How to heal from insect bites
Even if taking preventative and sometimes extreme measures, a determined bug might still find a way to bite you. The following natural treatments are recommended for their anti-inflammatory and soothing properties for the skin. Unless otherwise noted, apply these options directly to the bite.
- Aloe Vera: Apply to the bite directly to stop itching immediately and reduce swelling.
- Baking Soda: Mixed 4 oz of water with 1 teaspoon of baking soda. Using a towel or cotton ball, apply the mixture directly to the bite.
- Raw Organic Honey
- Lavender Essential Oil
- Peppermint Essential Oil
- Lemon: Apply the juice to the bite.
- Neem Oil
- Tea Tree Oil
- Salt: Add a few drops of water to create a paste and dab directly to your bites.
- Ice or Cooling pad: This will relieve the inflammation and reduce swelling.
- Liquid soap: Apply a dab of soap to the bite and let it dry.
- Calamine lotion: Apply this with a cotton ball
- Topical Creams: Anti-histamine, Yydrocortisone, or Benadryl: Apply the cream directly to the bite.
- Listerine Mouthwash
- Toothpaste (without fluoride and not the gel kind): Dab some directly to the bite and let it dry. Remove a few hours later with cool water. Also is known to help bee stings.
- Baby Powder: Use this to stop itching immediately. It is also known for helping to heal wounds and rashes. This is the best option for children, but consult a pediatrician for their advice.

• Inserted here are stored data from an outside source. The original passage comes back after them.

PR #550, opened 2020-12-16
Fix Zync monitoring annotations location

miguelsorianod:
Zync DeploymentConfig had the following annotations defined as part of the DC annotations:
```
    annotations:
      prometheus.io/port: "9393"
      prometheus.io/scrape: "true"
```

They should belong to Zync's PodTemplate annotations and not Zync's DC annotations themselves.

This does not affect operator monitoring functionality because we use `PodMonitor` there but we should fix this anyway (it's provided in templates too and there there's no CRs)

This PR takes care of changing that.

Related issue: https://issues.redhat.com/browse/THREESCALE-6509

### DIFF
--- a/pkg/3scale/amp/operator/upgrade.go
+++ b/pkg/3scale/amp/operator/upgrade.go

- Don’t scratch your bug bites: It’s easier said than done, I know! Avoid itching or picking at your bites, especially if your hands are dirty. If left undisturbed, you will heal much quicker and the period of itchiness will be cut short. Scratching a bite can eventually cause an infection and make things dramatically worse. If your bites don’t show signs of improvement though, it’s probably best to seek advice from a doctor.
Everybody's body chemistry is different so what works for one person may not work for another. In my opinion, I would not use a chemical agent with known harmful side effects. I prefer to use plants and natural sources over anything else...but that’s just me.
Based on all the information you just read, you can use your best judgment and find something that works best for you. If you’re into the natural approach too, I invite you to try your own recipes until you find the blend that works best for you.